What had happened to me? I lived in a woodsy glen in a nice wet shade, where late in the afternoon the deep cane patch and the overhanging oaks manufactured their own breeze, and strange blasts of almost frigid air blew through our house. I never had to suffer. I could lie in bed all day, naked, and will myself into one hard-on after another, detumesce (an unstudied pleasure all in itself), maybe go over to the desk and write my name over and over, lift up the stack of records and let them go again — Cannonball Adderly, Miles Davis, Gerry Mulligan, Mose Allison: new heroes — or take a cup of coffee, sit at the kitchen table, and wait for Tonnie Ray to call. She made out like every call to me caused her a crisis. She always took up five minutes apologizing for having called. Was I busy? She would just die if she were interrupting something. She must’ve called a hundred times that summer. Oh, Tonnie Ray knew we were not lovers, but couldn’t we be friends? I never agreed to anything.
Fifty times she wanted me to assure her everything was going to turn out right for her. She had some secretarial position lined up in New Orleans. She was going out with a business-major greaser from the nearby junior college who was after her to “prove her love.” What should she do? What should she do when her brother Lloyd stared at her for a whole minute one morning, then went outside the kitchen, down the steps, and came back with a teaspoon full of soil and dumped it in her coffee? What was her life turning into, that…
One afternoon she asks me, “Harry, do you think God is really keeping up with me? Most of the time I feel like I’m just not… watched.”
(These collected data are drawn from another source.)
PR #3502, opened 2026-06-18
remove langchain-openai

abeglova:
None

renovate has a pr to update langchain-openai: https://github.com/mitodl/mit-learn/pull/3497

I believe we can remove it instead. We don't call openai through langchain-openai but through litellm

### How can this be tested?
tests should pass
Verify that learn can access open ai. 
set OPENAI_API_KEY

Run

```
from  learning_resources.models import *
from learning_resources.content_summarizer import ContentSummarizer

ContentSummarizerConfiguration.objects.get_or_create(
	allowed_content_types=["file"],
	allowed_extensions=[".srt", ".vtt"],
	is_active=True,
	llm_model="gpt-4o-mini",
	defaults={
		"platform": LearningResourcePlatform.objects.get(code="mitxonline")
	}
)
cf = LearningResource.objects.filter(require_summaries=True).first().runs.first().content_files.filter(file_extension=".srt").first()

```
verify that cf.content is not blank

Then run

“There are so many trillions of people on the earth,” she told me. Her self-esteem increased considerably when I mentioned, by way of fact, that there were really only a couple of billion. This was generally the kind of smart-aleck consolation I gave her. Her calls were a bore, but on the other hand, they weren’t. When nobody else was in the house, I’d come to the phone wearing nothing but a sheet draped around me, like a monk-bard. Why? Just for the irony and fun, I suppose. I’d hold the phone out and peel off a shattering belch while she was weeping away at some story of crucial disappointment; then I’d come back to the speaker and make a tiny faraway voice, like at the bottom of a well, reading names passionately out of the phone book. Sometimes I’d hang up, flat. Nothing turned her away. She was always so concerned that she’d called while I was practicing my trumpet. I waited for her call, lifted the receiver off the hook, put the bell of my horn over the speaker end, and blasted off several bars of “On Wisconsin!” I answered then with a mild hello.